Exercise requirements = Look through the entries below and return all lines including the word "feat".

Data for the task =
• • • •

PR #296, opened 2022-09-28
fix: missing -f parameter to docker build

patogallaiovlabs:
In a [previous commit](https://github.com/BoltzExchange/boltz-backend/commit/d5f27f98a918c45593c455da386ab9d013a9ea88) the `Dockerfile` was updated and moved to a new folder, but the script in the `package.json` file was not updated.


michael1011:
Nice catch! Thank you!

PR #299, opened 2022-10-27
feat: set max payment fee ration for LND

yuyaogawa:


lib/lightning/LndClient.ts
```diff
@@ -92,7 +93,9 @@ class LndClient extends BaseClient implements LndClient {
   ) {
     super();
 
-    const { host, port, certpath, macaroonpath } = config;
+    const { host, port, certpath, macaroonpath, maxPaymentFeeRatio } = config;
+
+    LndClient.maxPaymentFeeRatio = maxPaymentFeeRatio > 0 ? maxPaymentFeeRatio: 0.03;
```
michael1011, line 98: Because the `maxPaymentFeeRatio` is now set from the constructor, it shouldn't be static anymore.

Else the last client initialized sets the value for all of the `LndClient`s.

michael1011 (changes requested):
One small problem to be fixed, else the PR looks good!

Thank you!

lib/lightning/LndClient.ts
yuyaogawa: Fixed the `maxPaymentFeeRatio` property.

michael1011 (approved):

PR #303, opened 2023-01-18
feat: Swap-in Fee

yuyaogawa:
I added an option to set swap-in fee so that swap in/out fee can be different.


docs/requirements.txt
```diff
@@ -0,0 +1,2 @@
+jinja2<3.1.0
+Markdown<3.2
```
michael1011, line 2: Could you add those dependencies here: https://github.com/BoltzExchange/boltz-backend/blob/master/tools/pyproject.toml
We are using [Poetry](https://python-poetry.org/) for Python dependency management

lib/service/Service.ts
```diff
@@ -674,9 +674,13 @@ class Service {
 
     const rate = getRate(swap.rate!, swap.orderSide, false);
 
-    const percentageFee = this.rateProvider.feeProvider.getPercentageFee(swap.pair);
+    let percentageFee = this.rateProvider.feeProvider.getPercentageFee(swap.pair);
+    const percentageSwapInFee = this.rateProvider.feeProvider.getPercentageSwapInFee(swap.pair);
     const baseFee = this.rateProvider.feeProvider.getBaseFee(onchainCurrency, BaseFeeType.NormalClaim);
 
+    if (percentageSwapInFee !== 0) {
+      percentageFee = percentageSwapInFee;
```
michael1011, line 682: How about we refactor `getPercentageSwapInFee` to have a boolean like `isReverse` as parameter and abstract this into the `FeeProvider`?

lib/service/Service.ts
```diff
@@ -730,22 +734,27 @@ class Service {
...
       rate,
       swap.orderSide,
       invoiceAmount,
       BaseFeeType.NormalClaim,
     );
-    const expectedAmount = Math.floor(invoiceAmount * rate) + baseFee + percentageFee;
+
+    let serviceFee = percentageFee;
+    if (percentageSwapInFee !== 0) {
+      serviceFee = percentageSwapInFee;
```
michael1011, line 747: Same thing here

test/unit/service/Service.spec.ts
```diff
@@ -965,6 +970,7 @@ describe('Service', () => {
     })).rejects.toEqual(Errors.SWAP_WITH_PREIMAGE_EXISTS());
   });
 
+  // TODO: Add anohter test for swapInFee
```
michael1011, line 973: Those tests would be nice to have

michael1011 (changes requested):

PR #396, opened 2023-10-07
feat: CLN reconnect plugin

michael1011:


kilrau:
Let's see how much https://github.com/ElementsProject/lightning/pull/6822 fixes which, according to Rusty, should fix https://github.com/ElementsProject/lightning/issues/5523

michael1011:
Yes, seems to be fixed

PR #402, opened 2023-10-09
refactor: getstats command

michael1011:
- shows totals and grouped by pair
- only includes swaps in which money was sent in failure rates
- only current and last 6 months by default


kilrau:
Concept ACK

PR #414, opened 2023-10-22
fix: hold invoice overpayment

### LINKED ISSUE #413: CLN Hold Invoice Plugin: Handle Overpayments
Currently we are processing swaps as usual when users overpay and there is no limit on how much they can overpay. Onchain (Normal Swaps) there is nothing we can do and rely on the user contacting us with swap details for a refund but for Lightning (Reverse Swaps) we should adhere to [BOLT04](https://github.com/lightning/bolts/blob/master/04-onion-routing.md) behavior:
```
if the amount paid is more than twice the amount expected:
SHOULD fail the HTLC.
SHOULD return an incorrect_or_unknown_payment_details error.
Note: this allows the origin node to reduce information leakage by altering the amount while not allowing for accidental gross overpayment.
```
- immediately fail incoming  payments for a hold invoice that already has a pending payment and
- immediately fail payments that overpay 2x or more as per above `BOLT04` definition.

LND's integrated holdinvoice implemenation already behaves like this. Our own CLN hold invoice plugin should too.

michael1011:
Closes  #413


kilrau:
:fire:

kilrau (approved):
Tested
- 3x overpayment - rejected
- simultaneously from two different wallets - one went through, one rejected

LGTM

PR #425, opened 2023-10-31
feat: PostgreSQL as database

michael1011:


michael1011:
For reference, the database migration script for pgloader:

```
load database 
     from sqlite:///home/michael/boltz.db
     into pgsql://boltz:boltz@localhost/boltz

 with quote identifiers, data only, reset sequences

  set work_mem to '16MB', maintenance_work_mem to '512 MB';
```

• • • •

Expected answer =
feat: set max payment fee ration for LND
feat: Swap-in Fee
feat: CLN reconnect plugin
feat: PostgreSQL as database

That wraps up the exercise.